● **Collected data entries**
■ ■ ■

PR #632, opened 2026-06-06
#624 Remaining row filtering for column readers

### LINKED ISSUE #624: Column-reader `.filter()` must return exact results — no client-side residual (distinct ColumnReaders and grouped ColumnReaders)
## Summary

The column-reader filter (`buildColumnReader(...).filter(pred)` and `buildColumnReaders(...).filter(pred)`) returns a **superset** of the matching rows: it prunes row groups/pages whose statistics prove no match, but still yields *every* row of the surviving pages. The caller is therefore silently required to re-apply the predicate ("client-side residual filtering") to get correct results. Aggregating directly over the filtered output produces **wrong answers with no error**.

A method called `filter(lt("event_time", 25_000))` that returns rows where `event_time >= 25_000` is a footgun, and silently returning wrong results contradicts the project's "fail early / no silent failures" stance. **Client-side residual filtering must not be required.**

This is a **major blocker for 1.0.0.CR2.**

## Current behaviour

`ColumnReaderBuilder.filter(FilterPredicate)` is documented as:

> Apply a column-statistics filter — row groups whose statistics prove no row matches are skipped.

In practice it also skips at page level via the column index, but the result is still page-granular, not row-exact. The grouped `ColumnReadersBuilder.filter(...)` carries the same contract. Only the **row reader** (`buildRowReader().filter()` → `FilteredRowReader`) filters exactly today.

## Reproduction

From `hardwood-benchmarks` (a generated file with monotonic `event_time`, ~40k rows/page):

```java
ColumnReader et  = reader.buildColumnReader("event_time").filter(FilterPredicate.lt("event_time", 25_000)).build();
ColumnReader amt = reader.buildColumnReader("amount").filter(FilterPredicate.lt("event_time", 25_000)).build();
// iterate, sum amount
```

- Expected: 25,000 rows.
- Actual: **40,000 rows** (the whole surviving page region), and the `amount` sum is correspondingly wrong.

The error is invisible when the threshold happens to land on a page boundary (e.g. at 50M rows a 2.5M threshold returned exactly 2.5M), which makes it especially dangerous — it passes casual testing and fails on arbitrary predicates.

## Requirement

After this change, a `ColumnReader` configured with `.filter(pred)` must yield **only** the rows satisfying `pred` — exact, byte-for-byte equivalent to the row reader's filtered result — with **no client-side residual**. This must hold:

1. **For grouped `ColumnReaders`** — `buildColumnReaders(columns(...)).filter(pred)`; every `getColumnReader(name)` in the group returns only matching rows, row-aligned across columns.
2. **For distinct single `ColumnReader`s** — independently built `buildColumnReader(a).filter(pred)` and `buildColumnReader(b).filter(pred)` each return only matching rows, and their per-batch counts agree.
3. Regardless of whether `pred` references the reader's own column, another projected column, or a column not otherwise read.

## Design considerations

- **Self-column predicate** (read `x`, filter on `x`): trivial — drop non-matching values from the decoded batch.
- **Cross-column predicate** (read `amount`, filter on `event_time`): requires decoding the predicate column, evaluating it exactly, building a **selection** (row mask / index list), and applying that selection to the payload columns — i.e. **late materialization**. This is the architectural fork tracked in #500; the `ColumnBatchMatcher`/`MergePlan` machinery already used by `FilteredRowReader` is reusable as the predicate-evaluation step.
- **Distinct readers** are the hard case: two independently built readers cannot coordinate, so each would have to decode and evaluate the predicate column itself — redundant decode of the predicate column once per reader. To avoid that, the computed selection (per row group, per predicate) should be **shared/cached** on the owning `ParquetFileReader` so sibling readers reuse it — see #74 (composable predicate cache) / #70 (predicate scan cache). The grouped `ColumnReaders` can compute the selection once and share it directly.
- Correctness is the bar here; the redundant-decode optimization for distinct readers can follow as long as results are exact.

## Acceptance criteria

- [ ] `buildColumnReader(payload).filter(pred-on-other-column)` returns only matching rows; a direct aggregate over the output is correct with no residual.
- [ ] Same for `buildColumnReaders(...).filter(...)` across all columns in the projection.
- [ ] Distinct readers and grouped readers return identical row counts/sums for the same file + predicate, and match the row reader's filtered result.
- [ ] Tests cover a **non-page-aligned** threshold (the case that exposed this), multiple row groups, a predicate column **not** in the projection, and self-column vs cross-column predicates.
- [ ] `ColumnReaderBuilder.filter` / `ColumnReadersBuilder.filter` Javadoc updated to state exact semantics (replacing the "row groups … are skipped" wording).

## Related

- #500 — drain-side vs late-materialization architecture fork (the mechanism this needs).
- #74, #70 — predicate caches (to make the distinct-reader case avoid redundant predicate-column decode).

gunnarmorling:


core/src/main/java/dev/hardwood/reader/ColumnReader.java
```diff
@@ -478,6 +522,183 @@ public void close() {
...
+        }
+        recordCount = count;
+        // Invalidate per-batch caches so accessors recompute over the compacted batch.
+        realViewComputed = false;
+        currentRealView = null;
+        cachedRealValues = null;
+        cachedRealBinaryBytes = null;
+        cachedRealBinaryOffsets = null;
+        cachedBinaries = null;
+        cachedStrings = null;
```
iifawzi: nit: we cn move to shared method to use it in the other place

iifawzi (approved):
looks good to me

core/src/main/java/dev/hardwood/reader/ColumnReader.java
gunnarmorling: Good idea, done.

gunnarmorling:
Thanks a lot for reviewing, @iifawzi! For sure glad we found this one before the 1.0 Final. Noticed this one, and also #634, while doing some benchmarking for the announcement.

iifawzi:
> Thanks a lot for reviewing, @iifawzi! For sure glad we found this one before the 1.0 Final. Noticed this one, and also #634, while doing some benchmarking for the announcement.

Yes pretty good catch, with this fix now it opens the door for skip/head support on columnar side as well if we want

■ ■ ■

● **Your assignment**
Transcribe each entry verbatim, leaving none out.

● **Answer below**
PR #632, opened 2026-06-06
#624 Remaining row filtering for column readers

### LINKED ISSUE #624: Column-reader `.filter()` must return exact results — no client-side residual (distinct ColumnReaders and grouped ColumnReaders)
## Summary

The column-reader filter (`buildColumnReader(...).filter(pred)` and `buildColumnReaders(...).filter(pred)`) returns a **superset** of the matching rows: it prunes row groups/pages whose statistics prove no match, but still yields *every* row of the surviving pages. The caller is therefore silently required to re-apply the predicate ("client-side residual filtering") to get correct results. Aggregating directly over the filtered output produces **wrong answers with no error**.

A method called `filter(lt("event_time", 25_000))` that returns rows where `event_time >= 25_000` is a footgun, and silently returning wrong results contradicts the project's "fail early / no silent failures" stance. **Client-side residual filtering must not be required.**

This is a **major blocker for 1.0.0.CR2.**

## Current behaviour

`ColumnReaderBuilder.filter(FilterPredicate)` is documented as:

> Apply a column-statistics filter — row groups whose statistics prove no row matches are skipped.

In practice it also skips at page level via the column index, but the result is still page-granular, not row-exact. The grouped `ColumnReadersBuilder.filter(...)` carries the same contract. Only the **row reader** (`buildRowReader().filter()` → `FilteredRowReader`) filters exactly today.

## Reproduction

From `hardwood-benchmarks` (a generated file with monotonic `event_time`, ~40k rows/page):

```java
ColumnReader et  = reader.buildColumnReader("event_time").filter(FilterPredicate.lt("event_time", 25_000)).build();
ColumnReader amt = reader.buildColumnReader("amount").filter(FilterPredicate.lt("event_time", 25_000)).build();
// iterate, sum amount
```

- Expected: 25,000 rows.
- Actual: **40,000 rows** (the whole surviving page region), and the `amount` sum is correspondingly wrong.

The error is invisible when the threshold happens to land on a page boundary (e.g. at 50M rows a 2.5M threshold returned exactly 2.5M), which makes it especially dangerous — it passes casual testing and fails on arbitrary predicates.

## Requirement

After this change, a `ColumnReader` configured with `.filter(pred)` must yield **only** the rows satisfying `pred` — exact, byte-for-byte equivalent to the row reader's filtered result — with **no client-side residual**. This must hold:

1. **For grouped `ColumnReaders`** — `buildColumnReaders(columns(...)).filter(pred)`; every `getColumnReader(name)` in the group returns only matching rows, row-aligned across columns.
2. **For distinct single `ColumnReader`s** — independently built `buildColumnReader(a).filter(pred)` and `buildColumnReader(b).filter(pred)` each return only matching rows, and their per-batch counts agree.
3. Regardless of whether `pred` references the reader's own column, another projected column, or a column not otherwise read.

## Design considerations

- **Self-column predicate** (read `x`, filter on `x`): trivial — drop non-matching values from the decoded batch.
- **Cross-column predicate** (read `amount`, filter on `event_time`): requires decoding the predicate column, evaluating it exactly, building a **selection** (row mask / index list), and applying that selection to the payload columns — i.e. **late materialization**. This is the architectural fork tracked in #500; the `ColumnBatchMatcher`/`MergePlan` machinery already used by `FilteredRowReader` is reusable as the predicate-evaluation step.
- **Distinct readers** are the hard case: two independently built readers cannot coordinate, so each would have to decode and evaluate the predicate column itself — redundant decode of the predicate column once per reader. To avoid that, the computed selection (per row group, per predicate) should be **shared/cached** on the owning `ParquetFileReader` so sibling readers reuse it — see #74 (composable predicate cache) / #70 (predicate scan cache). The grouped `ColumnReaders` can compute the selection once and share it directly.
- Correctness is the bar here; the redundant-decode optimization for distinct readers can follow as long as results are exact.

## Acceptance criteria

- [ ] `buildColumnReader(payload).filter(pred-on-other-column)` returns only matching rows; a direct aggregate over the output is correct with no residual.
- [ ] Same for `buildColumnReaders(...).filter(...)` across all columns in the projection.
- [ ] Distinct readers and grouped readers return identical row counts/sums for the same file + predicate, and match the row reader's filtered result.
- [ ] Tests cover a **non-page-aligned** threshold (the case that exposed this), multiple row groups, a predicate column **not** in the projection, and self-column vs cross-column predicates.
- [ ] `ColumnReaderBuilder.filter` / `ColumnReadersBuilder.filter` Javadoc updated to state exact semantics (replacing the "row groups … are skipped" wording).

## Related

- #500 — drain-side vs late-materialization architecture fork (the mechanism this needs).
- #74, #70 — predicate caches (to make the distinct-reader case avoid redundant predicate-column decode).

gunnarmorling:


core/src/main/java/dev/hardwood/reader/ColumnReader.java
```diff
@@ -478,6 +522,183 @@ public void close() {
...
+        }
+        recordCount = count;
+        // Invalidate per-batch caches so accessors recompute over the compacted batch.
+        realViewComputed = false;
+        currentRealView = null;
+        cachedRealValues = null;
+        cachedRealBinaryBytes = null;
+        cachedRealBinaryOffsets = null;
+        cachedBinaries = null;
+        cachedStrings = null;
```
iifawzi: nit: we cn move to shared method to use it in the other place

iifawzi (approved):
looks good to me

core/src/main/java/dev/hardwood/reader/ColumnReader.java
gunnarmorling: Good idea, done.

gunnarmorling:
Thanks a lot for reviewing, @iifawzi! For sure glad we found this one before the 1.0 Final. Noticed this one, and also #634, while doing some benchmarking for the announcement.

iifawzi:
> Thanks a lot for reviewing, @iifawzi! For sure glad we found this one before the 1.0 Final. Noticed this one, and also #634, while doing some benchmarking for the announcement.

Yes pretty good catch, with this fix now it opens the door for skip/head support on columnar side as well if we want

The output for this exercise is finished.